Configure SCIM in Okta

After creating your integration in the NetFoundry console, follow these steps to configure Okta to act as the SCIM client.

Part 1: Add the SCIM application

  1. In the Okta Admin Console, navigate to Applications > Applications.
  2. Click Browse App Catalog.
  3. Search for SCIM and select SCIM 2.0 Test App (OAuth Bearer Token).
  4. Click Add Integration.
  5. Provide an Application label and click Next.
  6. Configure your sign-on options and click Done.
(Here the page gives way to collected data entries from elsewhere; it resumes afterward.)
PR #4384, opened 2022-09-23
Update Black Friday notice [MAILPOET-4670]

costasovo:
## Description
This PR updates the Black Friday notice for the current year.

## Code review notes
The specification mentions: `Make sure the banner will be shown even for users who dismissed the last year’s Black Friday banner.`
The information about the dismissal of the banner was saved with 30 days expiration, the banner was displayed a year ago, so for this year, we should be fine.

## QA notes
For displaying the banner you need to change the system date, or maybe it would be easier [to edit the dates in the code](https://github.com/mailpoet/mailpoet/commit/e4f2761fbc7841dce2e67b8b575f60e429a73246#diff-53170429e3e13f729d6b3cc61518ccf33dd42d3fa49bf4333c0b653d0dec2c5bR25-R26).

## Linked tickets
[MAILPOET-4670]

[MAILPOET-4670]: https://mailpoet.atlassian.net/browse/MAILPOET-4670?atlOrigin=eyJpIjoiNWRkNTljNzYxNjVmNDY3MDlhMDU5Y2ZhYzA5YTRkZjUiLCJwIjoiZ2l0aHViLWNvbS1KU1cifQ

### DIFF
--- a/mailpoet/lib/Util/Notices/BlackFridayNotice.php
+++ b/mailpoet/lib/Util/Notices/BlackFridayNotice.php
@@ -22,8 +22,8 @@ class BlackFridayNotice {
 
   public function init($shouldDisplay) {
     $shouldDisplay = $shouldDisplay
-      && (time() <= strtotime('2021-11-30 12:00:00'))
-      && (time() >= strtotime('2021-11-24 12:00:00'))
+      && (time() <= strtotime('2022-10-07 12:00:00'))
+      && (time() >= strtotime('2022-10-03 12:00:00'))
       && !get_transient(self::OPTION_NAME);
     if ($shouldDisplay) {
       $this->display();
@@ -32,8 +32,8 @@ class BlackFridayNotice {
 
   private function display() {
     $subscribers = $this->subscribersRepository->countBy(['deletedAt' => null]);
-    $header = '<h3 class="mailpoet-h3">' . __('Save big on MailPoet – 40% off this Black Friday', 'mailpoet') . '</h3>';
-    $body = '<h5 class="mailpoet-h5">' . __('Our biggest ever sale is here! Save 40% on all annual plans and licenses until 8 am UTC, November 30. Terms and conditions apply.', 'mailpoet') . '</h5>';
+    $header = '<h3 class="mailpoet-h3">' . __('Get ready for Black Friday with 40% off MailPoet plans', 'mailpoet') . '</h3>';
+    $body = '<h5 class="mailpoet-h5">' . __('Save 40% on all annual plans and licenses until 2 pm UTC, 7 October. Terms & conditions apply.', 'mailpoet') . '</h5>';
     $link = "<p><a href='https://account.mailpoet.com/?s=$subscribers' class='mailpoet-button button-primary' target='_blank'>"
       . __('Shop now', 'mailpoet')
       . '</a></p>';
--- a/mailpoet/lib/Util/Notices/BlackFridayNotice.php
+++ b/mailpoet/lib/Util/Notices/BlackFridayNotice.php
@@ -22,8 +22,8 @@ class BlackFridayNotice {
 
   public function init($shouldDisplay) {
     $shouldDisplay = $shouldDisplay
-      && (time() <= strtotime('2022-10-07 12:00:00'))
-      && (time() >= strtotime('2022-10-03 12:00:00'))
+      && (time() >= strtotime('2022-10-03 14:00:00 UTC'))
+      && (time() <= strtotime('2022-10-07 14:00:00 UTC'))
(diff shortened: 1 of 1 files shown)


NeosinneR:
@veljkho just a note, please wait with merging, as we are still confirming with Marketing the exact sentences. They likely won't change, but just to be sure. But feel free to review everything else 😉

mailpoet/lib/Util/Notices/BlackFridayNotice.php
```diff
@@ -32,9 +32,9 @@ public function init($shouldDisplay) {
 
   private function display() {
     $subscribers = $this->subscribersRepository->countBy(['deletedAt' => null]);
-    $header = '<h3 class="mailpoet-h3">' . __('Save big on MailPoet – 40% off this Black Friday', 'mailpoet') . '</h3>';
-    $body = '<h5 class="mailpoet-h5">' . __('Our biggest ever sale is here! Save 40% on all annual plans and licenses until 8 am UTC, November 30. Terms and conditions apply.', 'mailpoet') . '</h5>';
-    $link = "<p><a href='https://account.mailpoet.com/?s=$subscribers' class='mailpoet-button button-primary' target='_blank'>"
+    $header = '<h3 class="mailpoet-h3">' . __('Get ready for Black Friday with 40% off MailPoet plans', 'mailpoet') . '</h3>';
+    $body = '<h5 class="mailpoet-h5">' . __('Save 40% on all annual plans and licenses until 2 pm UTC, October 7. Terms & conditions apply.', 'mailpoet') . '</h5>';
+    $link = "<p><a href='https://account.mailpoet.com/?s=$subscribers&billing=yearly' class='mailpoet-button button-primary' target='_blank'>"
       . __('Shop now', 'mailpoet')
```
johnolek: To match the specs we should capitalize both words and make this `Shop Now`

mailpoet/lib/Util/Notices/BlackFridayNotice.php
```diff
@@ -22,8 +22,8 @@ public function __construct(
 
   public function init($shouldDisplay) {
     $shouldDisplay = $shouldDisplay
-      && (time() <= strtotime('2021-11-30 12:00:00'))
-      && (time() >= strtotime('2021-11-24 12:00:00'))
+      && (time() >= strtotime('2022-10-03 12:00:00'))
+      && (time() <= strtotime('2022-10-07 12:00:00'))
```
johnolek: I've always been bad when it comes to thinking about time and timezones, so forgive me in advance if this comment doesn't make sense and while I think through it all in this comment.

Should we include UTC in the `strtotime` calls? If we don't then PHP will [default to using whatever the default timezone is](https://www.php.net/manual/en/function.strtotime.php), right? If I had my PHP's default timezone set to UTC-5, then this would evaluate to 

```php
strtotime('2022-10-07 12:00:00 -5:00')
> 1665162000
```

Whereas with UTC we get
```php
strtotime('2022-10-07 12:00:00 UTC')
> 1665144000
```

Since `time()` will always return UTC timestamps isn't it possible we would end up showing this notice after it's valid?

`time() <= strtotime('2022-10-07 12:00:00 America/Chicago')` should be equivalent to `time() <= strtotime('2022-10-07 17:00:00 UTC')`, so I think I could end up seeing this notice for 3 hours after the deal expires (again, only if my default PHP timezone were different -- strtotime doesn't care about the WP timezone).

johnolek (changes requested):
It's very possible that I'm incorrect about the time calculation comment!

mailpoet/lib/Util/Notices/BlackFridayNotice.php
NeosinneR: @johnolek for some reason I thought it's harder to work with timezones in PHP, so that's why I suggested a timezone-less approach with 12 hours of reserve on both ends. While officially the sale is from and to 2 pm UTC, the shop coupons operate on days, not hours, so the discount will be applied from midnight to midnight UTC, which should pretty much work out so everyone seeing the banner should be able to purchase it.

Nevertheless, I like your suggestion, so I changed it so it's visible during the official sale period from and to 2 pm UTC. Thanks!

(I made the change instead of Rosta, because I only now got the tracking parameters, which I added)

johnolek: Ahh, that makes sense. Somehow I missed/didn't realize that shop coupons are day based. Thanks for the explanation and the change!

johnolek (approved):
LGTM!

costasovo:
Thanks @NeosinneR for updating the PR!

veljkho (approved):

PR #4386, opened 2022-09-23
Remove old model usage from MailPoet\Cron\Workers\SendingQueue\Tasks\Newsletter - Part 2 [MAILPOET-4680]

rodrigoprimo:
## Description

This PR is a continuation of #4336 and it removes the remaining models from `MailPoet\Cron\Workers\SendingQueue\Tasks\Newsletter` and its test class.

## Code review notes

Please note that I opted to leave a call to the `SendingQueue` model in Newsletter.php: https://github.com/mailpoet/mailpoet/blob/ccbeb74a77da9cebe0ff82dc7c8cce5f7bc6cf94/mailpoet/lib/Cron/Workers/SendingQueue/Tasks/Newsletter.php#L203

I decided to do this as this call is tied to how the `Sending` class works and this class still uses the old `SendingQueue` model. Replacing the model in Newsletter.php with the corresponding entity without doing the same in `Sending` could cause inconsistencies as the same code path also uses the model within `Sending`. My suggestion is that we remove this remaining model from Newsletter.php in the ticket where we will address `Sending`.

Please let me know if you agree, and I will add a note to the corresponding ticket. 

## QA notes

This PR refactors code in a key part of MailPoet: the part responsible for sending e-mails. Please test sending different emails and make sure that they are delivered and that the subject and the body of the mails match what is expected.

## Linked PRs

#4336

## Linked tickets

[MAILPOET-4680]

## After-merge notes

This PR deprecates a filter and creates a new one. We should probably notify the users and update the documentation. See commit ccbeb74a77da9cebe0ff82dc7c8cce5f7bc6cf94 for more details.

[MAILPOET-4680]: https://mailpoet.atlassian.net/browse/MAILPOET-4680?atlOrigin=eyJpIjoiNWRkNTljNzYxNjVmNDY3MDlhMDU5Y2ZhYzA5YTRkZjUiLCJwIjoiZ2l0aHViLWNvbS1KU1cifQ

### DIFF
--- a/mailpoet/lib/Cron/Workers/SendingQueue/SendingQueue.php
+++ b/mailpoet/lib/Cron/Workers/SendingQueue/SendingQueue.php
@@ -159,14 +159,9 @@ class SendingQueue {
       return;
     }
 
-    $newsletter = Newsletter::findOne($newsletterEntity->getId());
-    if (!$newsletter) {
-      return;
-    }
-
     // pre-process newsletter (render, replace shortcodes/links, etc.)
-    $newsletter = $this->newsletterTask->preProcessNewsletter($newsletter, $queue);
-    if (!$newsletter) {
+    $newsletterEntity = $this->newsletterTask->preProcessNewsletter($newsletterEntity, $queue);
+    if (!$newsletterEntity) {
       $this->loggerFactory->getLogger(LoggerFactory::TOPIC_NEWSLETTERS)->info(
         'delete task in sending queue',
         ['task_id' => $queue->taskId]
@@ -174,6 +169,12 @@ class SendingQueue {
       $queue->delete();
       return;
     }
+
+    $newsletter = Newsletter::findOne($newsletterEntity->getId());
+    if (!$newsletter) {
+      return;
+    }
+
     // clone the original object to be used for processing
     $_newsletter = (object)$newsletter->asArray();
     $_newsletter->options = $newsletterEntity->getOptionsAsArray();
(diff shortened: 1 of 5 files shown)


lysyjan (commented):
> My suggestion is that we remove this remaining model from Newsletter.php in the ticket where we will address Sending.

I am fine with it.

I can see several usages of MailPoet\Tasks\Sending. This class depends on the old model, and we should remove it too. However, this can be a more significant step, so we have to decide about the approach. Please, let me know what you prefer.

Nevertheless, the current changes look good to me.

rodrigoprimo:
@lysyjan, my suggestion would be that we move forward with this PR and address `MailPoet\Tasks\Sending` in a different PR/ticket.

lysyjan (approved):
@rodrigoprimo I'm approving it. Please, create a follow-up ticket before you move this PR forward. I would like us not to forget.

rodrigoprimo:
> Please, create a follow-up ticket before you move this PR forward. I would like us not to forget.

@lysyjan, what I have in mind is to address as part of https://mailpoet.atlassian.net/browse/MAILPOET-4375, if you agree, maybe we can just add a note to this ticket? Or do you reckon we should address it in a separate ticket?

lysyjan:
@rodrigoprimo I would address it in a separate ticket. It should be better for testing. Also, smaller tickets are more comfortable for developers, I guess.

rodrigoprimo:
@lysyjan, I'm unsure how easy it will be to address this in a separate ticket, but I guess it is worth trying. Here is the ticket: https://mailpoet.atlassian.net/browse/MAILPOET-4693.

Aschepikov (approved):
QA verified, good job

PR #4388, opened 2022-09-26
Update insertSubscribersFromOrders() query to work with WooCommerce Custom Orders Tables [MAILPOET-4577]

rodrigoprimo:
## Description

This PR updates the method `\MailPoet\Segments\WooCommerce::insertSubscribersFromOrders()` to use a different query if WooCommerce Custom Orders Tables is enabled. 

## Code review notes

_N/A_

## QA notes

Install MailPoet in a WooCommerce shop that already has a few orders placed by guest customers. Configure MailPoet to synchronize WooCommerce customers as MailPoet subscribers and check that subscribers are created for the WooCommerce guest customers. The functionality should continue working as expected with WooCommerce Custom Orders Table disabled (which is the default behavior). It still doesn't work with Woo COT enabled but that will be fixed in a subsequent PR when https://mailpoet.atlassian.net/browse/MAILPOET-4569 is implemented.

## Linked PRs

_N/A_

## Linked tickets

[MAILPOET-4577]

## After-merge notes

_N/A_

[MAILPOET-4577]: https://mailpoet.atlassian.net/browse/MAILPOET-4577?atlOrigin=eyJpIjoiNWRkNTljNzYxNjVmNDY3MDlhMDU5Y2ZhYzA5YTRkZjUiLCJwIjoiZ2l0aHViLWNvbS1KU1cifQ

### DIFF
--- a/mailpoet/lib/WooCommerce/Helper.php
+++ b/mailpoet/lib/WooCommerce/Helper.php
@@ -3,6 +3,7 @@
 namespace MailPoet\WooCommerce;
 
 use MailPoet\DI\ContainerWrapper;
+use MailPoet\RuntimeException;
 use MailPoet\WP\Functions as WPFunctions;
 
 class Helper {
@@ -117,7 +118,7 @@ class Helper {
 
   public function getOrdersTableName() {
     if (!method_exists('\Automattic\WooCommerce\Internal\DataStores\Orders\OrdersTableDataStore', 'get_orders_table_name')) {
-      throw new \Exception('Cannot get orders table name when running a WooCommerce version that doesn\'t support custom order tables.');
+      throw new RuntimeException('Cannot get orders table name when running a WooCommerce version that doesn\'t support custom order tables.');
     }
 
     return \Automattic\WooCommerce\Internal\DataStores\Orders\OrdersTableDataStore::get_orders_table_name();
--- a/mailpoet/lib/WooCommerce/Helper.php
+++ b/mailpoet/lib/WooCommerce/Helper.php
@@ -114,4 +114,12 @@ class Helper {
 
     return $installedViaWooCommerce;
   }
+
+  public function getOrdersTableName() {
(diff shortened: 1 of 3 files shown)


mailpoet/lib/WooCommerce/Helper.php
```diff
@@ -114,4 +114,12 @@ public function wasMailPoetInstalledViaWooCommerceOnboardingWizard(): bool {
 
     return $installedViaWooCommerce;
   }
+
+  public function getOrdersTableName() {
+    if (!method_exists('\Automattic\WooCommerce\Internal\DataStores\Orders\OrdersTableDataStore', 'get_orders_table_name')) {
+      throw new \Exception('Cannot get orders table name when running a WooCommerce version that doesn\'t support custom order tables.');
```
costasovo: We have defined [a bunch of MailPoet exception classes](https://github.com/mailpoet/mailpoet/blob/1f34f57df5e330ee4baf844b013b419c26a9a662/mailpoet/lib/exceptions.php). We haven't replaced all usages of the default PHP exceptions but for new ones we should use our classes. Could you please repace the exception?

costasovo (changes requested):
Looks good! I just want to ask you to use another exception class for the exception. See my other comment.

mailpoet/lib/WooCommerce/Helper.php
rodrigoprimo: Thanks, @costasovo. I agree that using a more specific and MailPoet exception is better. I'm thinking using `RuntimeException` is fine in this case as the more specific exceptions set a HTTP error code which doesn't make much sense in this context as far as I can see. What do you think?

costasovo: @rodrigoprimo, I think the Runtime exception is ok. It is a situation that should not happen.

rodrigoprimo: @costasovo, done. I added a new commit using `RuntimeException`. Could you please take a final look?

costasovo (approved):
Thanks! 👍

Aschepikov (approved):
Well done!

Part 2: Configure the API connection

  1. Click the Provisioning tab.
  2. Click Configure API Integration.
  3. Select Enable API integration.
  4. Enter your SCIM 2.0 Base Url and OAuth Bearer Token from the NetFoundry console.
  5. If you intend to manage attributes via groups, select Import Groups.
  6. Click Test API Credentials, then click Save.

Part 3: Enable provisioning features

  1. On the Provisioning tab, select To App from the left sidebar.

  2. Click Edit.

  3. Select Enable for these features:

    • Create Users
    • Update User Attributes
    • Deactivate Users

  4. Click Save.

Part 4: Push groups for attributes

Okta doesn't automatically push groups to the SCIM server when they're assigned to an app. To use groups for Ziti attributes, you must push them manually.

  1. Navigate to the Push Groups tab.
  2. Click the Push Groups button and select Find groups by name.
  3. Search for the group you want to use and select Push group memberships immediately.
  4. Click Save.
note
  • User deactivation: When a user is unassigned in Okta, the corresponding identity in NetFoundry is marked as disabled.
  • Assignment conversion: If a user was originally assigned to the application individually but is later added as part of a group, click Convert assignments to ensure they inherit group-based attributes.